The response inhibition contrast also identified the right-temporoparietal junction (rTPJ), which has been implicated, together with the right inferior parietal lobule, in identifying behaviorally salient events (Husain and Nachev, 2007). Also, Chang et al. (2013) used transcranial magnetic stimulation to interfere with bilateral rTPJ to investigate the role of attention networks and to observe that rTPJ seriously participates in attention reorientation. In addition, the right TPJ is also engaged in the system of “Theory Of Mind” (TOM) which recruits the medial-prefrontal gyrus, right-superior temporal sulcus, precuneus, and bilateral TPJ (Saxe and Kanwisher, 2003; Aichhorn et al., 2009). The TOM network showed stronger metabolic activities when thinking about others’ feelings. On the other hand, Koster-Hale et al. (2013) used the analysis of multiple voxel patterns to observe the variance between intentional and unintentional damages to other people and to make the right TPJ related to moral judgments. The present study also replicates the result that, at least in no-feedback conditions, right TPJ may serve one or a few of these functions revealed above because the task involve gunfire decision which may aim at innocent hostage.
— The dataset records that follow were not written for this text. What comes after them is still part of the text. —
PR #6731, opened 2023-07-03
EVG-20078: Add mergeQueue field to project ref

minnakt:
EVG-20078

### Description
This PR adds the `mergeQueue` field to a project which specifies whether to use the Evergreen or GitHub merge queue. 

I decided to limit the scope of this PR to just adding the project field since it will be easier to review, and the GitHub route appears to require more changes than I expected. I think this will still unblock other work on the project though, since it seems to depend on the project field existing.

### Testing
- Added GraphQL test

### Documentation
- Updated CommitQueueParams


docs/API/REST-V2-Usage.md
```diff
@@ -1040,6 +1040,7 @@ exception of project variables, task annotation settings, workstation settings,
 |--------------|--------|-------------------------------------------|
 | enabled      | bool   | Enable/disable the commit queue           |
 | merge_method | string | method of merging (squash, merge, rebase) |
+| merge_queue  | string | merge queue to use (EVERGREEN or GITHUB ) |
```
bsamek, line 1043: I think lowercase follows the conventions better, e.g., "squash", from above.

bsamek (approved):
lgtm with a casing nit

malikchaya2 (approved):

docs/API/REST-V2-Usage.md
minnakt: Sadly this is consequence of how enums are defined in all caps in GraphQL, which trickles down into the API 😔 (the `merge_method` field above is defined as `String` rather than `Enum` which is why those fields are lowercase)

I confirmed with another UI engineer that the practice right now is to just keep the uppercase form in the API route. But I do agree it looks weird, so I'm going to spend some time thinking about if there's anything we can change about it in the future!

minnakt:
evergreen refresh

minnakt:
merging b/c failing tests are the same failing tests from the distro resolver PR which should now be fixed on Spruce

PR #6734, opened 2023-07-05
EVG-20372 Add len check to GetTaskStatusesByVersion

bynn:
EVG-20372

### Description
this was causing a panic so we added a len check


sophstad (approved):
LGTM, would probably be worth investigating the underlying cause of a task-less version but this is a good stopgap.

Previous studies have linked processing of rewards and punishments to activations in the IFG and anterior insula (Knutson et al., 2001; Haber and Knutson, 2010). Somewhat similar to these previous findings, the current fMRI study has found that the frontal gyrus and the anterior cingulate gyrus played a significant function under reward processing. Significant brain activation during reward processing has been observed in the lateral prefrontal cortex, hippocampus, and thalamus (Haber and Knutson, 2010). Previous investigations have reported that inferior frontal lobe, a major part of the lateral prefrontal brain area, is related to cognitive and emotional processing (Petrides, 2005). Ray and Zald (2012) have also shown that lateral PFC is involved in the regulation of emotion. All these studies revealed rewards processing in the brain that is similar to the current results.
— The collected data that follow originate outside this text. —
PR #6736, opened 2023-07-06
EVG-20015: Implement grip Sender for the Evergreen logger

julianedwards:
EVG-20015

### Description
A new Sender implementation for the Evergreen logging service.

Notable features:
- Injectable line parser: this makes the sender agnostic to the different log line formats it ingests—the parser converts the line format into the service representation of the a log line. We will support varying line formats for test logs written to the reserved directory.
- Injectable log writer: this makes the sender agnostic to the underlying logging service.

I also simplified the Evergreen logging service by removing the predefined prefixes, this will enable more flexibility and keep the service as simple as possible. Tasks will determine prefix structure beyond how the service distinguishes individual task runs in the actual data store. This will hold true for anything else storing logs in the future (like hosts).

### Testing
Unit tests.

### Documentation
N/A


model/log/sender.go
```diff
@@ -0,0 +1,210 @@
...
+	"sync"
+	"time"
+
+	"github.com/mongodb/grip/level"
+	"github.com/mongodb/grip/message"
+	"github.com/mongodb/grip/send"
+	"github.com/pkg/errors"
+)
+
+const defaultMaxBufferSize = 1e7 //nolint: unused
```
ybrill, line 15: It seems like this _is_ used later

model/log/sender.go
```diff
@@ -0,0 +1,210 @@
...
+		}
+	}
+}
+
+func (s *sender) flush(ctx context.Context) error {
+	if err := s.write(ctx, s.buffer); err != nil {
+		return errors.Wrap(err, "writing log")
+	}
+
+	s.buffer = []LogLine{}
```
ybrill, line 205: could it make sense to do something like
```go
s.buffer = s.buffer[:0]
```
to hold on to the allocated array?

model/log/sender.go
```diff
@@ -0,0 +1,210 @@
...
+		if err != nil {
+			s.opts.Local.Send(message.NewErrorMessage(level.Error, errors.Wrap(err, "parsing log line")))
+			return
+		}
+		if logLine.Priority == 0 {
+			logLine.Priority = m.Priority()
+		}
+		if !logLine.Priority.IsValid() {
+			s.opts.Local.Send(message.NewErrorMessage(level.Error, errors.Errorf("invalid log line priority %d", logLine.Priority)))
+			return
```
ybrill, line 119: could it make sense to `continue` here?

model/log/sender.go
```diff
@@ -0,0 +1,210 @@
...
+		}
+		if logLine.Timestamp == 0 {
+			logLine.Timestamp = ts
+		}
+		if logLine.Timestamp < 0 {
+			s.opts.Local.Send(message.NewErrorMessage(level.Error, errors.Errorf("invalid log line timestamp %d", logLine.Timestamp)))
+			return
```
ybrill, line 126: could it make sense to `continue` here too?

model/log/sender.go
```diff
@@ -0,0 +1,210 @@
...
+		}
+
+		s.buffer = append(s.buffer, logLine)
+		s.bufferSize += len(line)
+		if s.bufferSize > s.opts.MaxBufferSize {
```
ybrill, line 131: maybe we'd want `>=`?

model/log/sender.go
```diff
@@ -0,0 +1,210 @@
...
+			return errors.Wrap(err, "flushing buffer")
+		}
+	}
+
+	return nil
+}
+
+func (s *sender) timedFlush() {
+	s.mu.Lock()
+	s.timer = time.NewTimer(s.opts.FlushInterval)
```
ybrill, line 179: Would a ticker work?

model/log/sender.go
```diff
@@ -0,0 +1,210 @@
...
+// LoggerOptions support the use and creation of an Evergreen log sender.
+type LoggerOptions struct {
+	// LogName is the identifying name of the log to use when persisting
+	// data.
+	LogName string
+	// Parse is the function for parsing raw log lines collected by the
+	// sender.
+	Parse LineParser
+	// Local is the sender for "fallback" operations and to collect the
+	// location of the logger output.
```
ybrill, line 31: What is meant by
> to collect the location of the logger output

model/log/sender.go
```diff
@@ -0,0 +1,210 @@
...
+	}
+
+	for _, line := range strings.Split(m.String(), "\n") {
+		if line == "" {
+			continue
+		}
+
+		logLine, err := s.opts.Parse(line)
+		if err != nil {
+			s.opts.Local.Send(message.NewErrorMessage(level.Error, errors.Wrap(err, "parsing log line")))
```
ybrill, line 111: could it make sense to use `s.ErrorHandler()` for these?

model/log/sender.go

Rosell-Negre et al. (2014) have shown that during the inhibition of response under the reward processing, frontal, parietal, and subcortical regions showed enhanced brain activation. During both reward and punishment situation, different brain regions demonstrated higher activation in left inferior frontal, precentral, right inferior occipital gyrus, and middle temporal lobe (Shigemune et al., 2014). Reward process may alter emotional and motivational states, and thus the participants’ impulses for making a shooting response could be greater than those in no-feedback and punishment conditions. The brain regions related to response inhibition may boost the level of activation to a greater extent in canceling the prepotent response under reward situation as compared to no-feedback and punishment conditions. To verify this assumption with higher sensitivity, we localized seven brain regions for no-feedback, reward, and punishment condition through the SS–SG contrast to the outcome of the condition, including rMFG, pre-SMA, lIFG, PCG, rIPL, and bilateral MOGs. Among these regions, the PCG, rIPL, and bilateral MOGs show greater activations in the reward condition. The PCG is strongly related to the emotional salience and executive function. The rIPL is linked to the perception of the emotions in the facial stimuli, and the rIPL participates in the manipulation of tools and decision-making roles (Kübler et al., 2003; Ishibashi et al., 2011). The involvement of PCG and IPL regions suggest that when participants engage in the task of (virtual) shooting with a pistol (i.e., a tool) at a kidnapper or terrorist on the BFS.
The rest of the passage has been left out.